Supported relation table strategies:

- **SingleTable** Store all relations in a single table
- **Types** Create relation tables between related pairs of entity tables (for example Person_Address)
- **Predicates** Create one relation table for each predicate (for example livesAt)
- **TypePredicates** Create one relation table for each predicate between two entity tables (for example Person_livesAt_Address)
- **None** Do not extract relations

### Formatting

|Name|Default|Description|
|---|---|---|
|--formatting.maxTableNameLength|25 |Maximum length of entity table names|
|--formatting.maxColumnNameLength|50 |Maximum length of column names|
|--formatting.uriSuffixPattern|[/:#=] |When collecting name from URI, use the segment after the last occurrence of this regex|
|--formatting.useLabels|false |Try to use rdfs:label for formatting names.
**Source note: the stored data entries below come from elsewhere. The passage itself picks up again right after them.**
PR #812, opened 2022-11-03
Fix/fix issues

phbelitz:
There is a transitiv dependency on frozenlist, which updated their package for python 3.11, but didn't add the package to pypi wheels. Thus, building on python >= 3.11 fails the whole docker building process ([issue](https://github.com/aio-libs/frozenlist/issues/342)). Switching to python 3.10. Secondly, there are two more vulnerabilities due to cosign, which cannot be fixed on our side. Ignore listing them until cosign publishes a new version.

## Checklist


docker/Dockerfile
```diff
@@ -1,13 +1,17 @@
...
+FROM python:alpine as base
 
 # Build dependencies
 FROM base as builder
 
 RUN mkdir /install
 WORKDIR /install
 COPY requirements.txt /requirements.txt
+
+# Have to upgrade pip and install extra packages due to error when installing frozen list
```
Starkteetje, line 10:
```suggestion
# Have to upgrade pip and install extra packages due to error when installing frozenlist
```

Starkteetje (approved):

Will use URIs if label is not present.|

# RDF Concepts implementation

## Instances with multiple types

An instance with multiple types is saved in each specified type's entity table. For example, this input:

```
@base .
@prefix foaf: .

<#spiderman>
a foaf:Person, foaf:Agent ;
foaf:name "Spiderman".

<#lexcorp>
a foaf:Organization, foaf:Agent ;
foaf:name "LexCorp" ;
foaf:homepage "https://www.lexcorp.io/".
```

will result in three entity tables:

### Agent

| ID| URI| homepage_string|name_string|
|---|----------|-----------------------|-----------|
| 1| #lexcorp|https://www.lexcorp.io/| LexCorp|
| 2|#spiderman| null| Spiderman|

### Organization

| ID| URI| homepage_string|
|---|--------|-----------------------|
| 1|#lexcorp|https://www.lexcorp.io/|

### Person

| ID| URI|
|---|----------|
| 2|#spiderman|

Whether the inherited *name* column is duplicated in subclass tables is configurable.

## Literal data types

Supported datatypes depend on [Jena](https://jena.apache.org/documentation/notes/typed-literals.html).
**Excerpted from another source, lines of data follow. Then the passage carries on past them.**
PR #814, opened 2022-11-04
Log image name consistently

### LINKED ISSUE #811: Error logs do not contain image information, only pod name
**Describe the feature**
Error logs contain the image that was denied, not just the pod name/id

It should be.  images > pod ids in this context.

Here's the idea, instead of:
```ERROR: {'message': 'Static deny.', 'context': {'detection_mode': True, 'user': 'admin', 'operation': 'CREATE', 'kind': 'Pod', 'name': 'nsenter-n6exa6', 'namespace': 'default'}}```
We try this:
```ERROR: {'message': 'Static deny.', 'context': {'detection_mode': True, 'user': 'admin', 'operation': 'CREATE', 'kind': 'Pod', 'name': 'nsenter-n6exa6', 'namespace': 'default', 'image': 'relevantinformation:tag@sha:blahblah}}```

N/A

### PR DESCRIPTION
**Pull request by Starkteetje**
Fixes #811 

## Checklist

### CODE REVIEW

File: connaisseur/validators/cosign/cosign_validator.py [hunk 1]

The following types will be stored: STRING, INTEGER, DOUBLE, FLOAT, LONG, BOOLEAN.
Other types will be converted to STRING.

DATETIME will be stored as STRING, column type has to be converted in post-processing, e.g. with Postgres:

```sql
ALTER TABLE public.en_thing
ALTER COLUMN start_date_datetime TYPE timestamp
USING start_date_datetime::timestamp without time zone;
```

## Multi-valued properties

Multi-valued properties occur when multiple different values are specified for a single predicate, data type and language:

```
@base .
@prefix foaf: .

<#spiderman>
a foaf:Person;
foaf:name "Spiderman", "Spider-Man", "Spider man", "Человек-паук"@ru.
```

In that case, only one of the values is saved in the column (not deterministic).
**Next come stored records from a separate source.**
PR #800, opened 2022-10-18
Don't clear image tag

richgerrard:
Just because you've augmented an image with a new property ("digest") doesn't mean you get to clear a different value ("tag") in the setter.

Fixes: N/A (or, more correctly: future pain when tag preservation in patch is implemented)

## Description

Image tags are valid properties of the image.  You shouldn't arbitrarily throw the tag away once you've set a digest.
I intend for you to preserve this image tag in the patch based on a config setting in a subsequent PR, but first I need to test your willingness to adapt here with this change.

I can't keep using your solution if we can't take these steps together to preserve my image tags.

## Checklist

- [X] PR is rebased to/aimed at branch `develop`
- [X] PR follows [Contributing Guide](https://github.com/sse-secure-systems/connaisseur/blob/master/docs/CONTRIBUTING.md)
- [X] Added tests (if necessary)
- [X] Extended README/Documentation (if necessary)
- [ ] Adjusted versions of image and Helm chart in `values.yaml` and `Chart.yaml` (if necessary)

PR #833, opened 2022-11-28
Fix: add tag labels to patch output

richgerrard:
Fixes # n/a
Extends: #800

## Description

The mutating controller is stripping the human-readable element from the patch, and therefore the deployment artifacts that are mutated.
This results in pain and frustration for humans and tools that are relying on the human-readable element.  This includes `kubectl` output, metrics tools like `grafana` dashboards that have suddenly lost tag elements, security monitoring tools that can no longer see the deployed version by parsing a tag, and many more.
Essentially, we will have to select a different tool and move away from `connaisseur` if the image tags can not be preserved.
`Chainguard` allegedly handles tags the way that I desire.

## Checklist

- [X] Added tests (if necessary)

### DIFF
--- a/connaisseur/image.py
+++ b/connaisseur/image.py
@@ -80,7 +80,7 @@ class Image:
         repo_reg = "".join(
             f"{item}/" for item in [self.registry, self.repository] if item
         )
-        tag = f":{self.tag}" if not self.digest else f":{self.tag}@sha256:{self.digest}"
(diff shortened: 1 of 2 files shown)


aravandi (approved):

phbelitz:
Closing in favor of https://github.com/sse-secure-systems/connaisseur/pull/763
May add you as co-author if desired.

Additionally, the column is added to the EAV set, which means that all the column values (even of the other instances that have only a single value) are saved in the Entity-Attribute-Value table.

### Person

| ID| URI| name_string|name_ru_string|
|---|-------------|------------|--------------|
| 1|#green-goblin|Green Goblin| null|
| 2| #spiderman| Spider-Man| Человек-паук|

### EAV table

| ID|PREDICATE|datatype|language| value|
|---|---------|--------|--------|------------|
| 1| 3| STRING| null|Green Goblin|
| 2| 3| STRING| null| Spider-Man|
| 2| 3| STRING| null| Spider man|
| 2| 3| STRING| null| Spiderman|

## Blank nodes

Not implemented yet. Triples with blank nodes are ignored.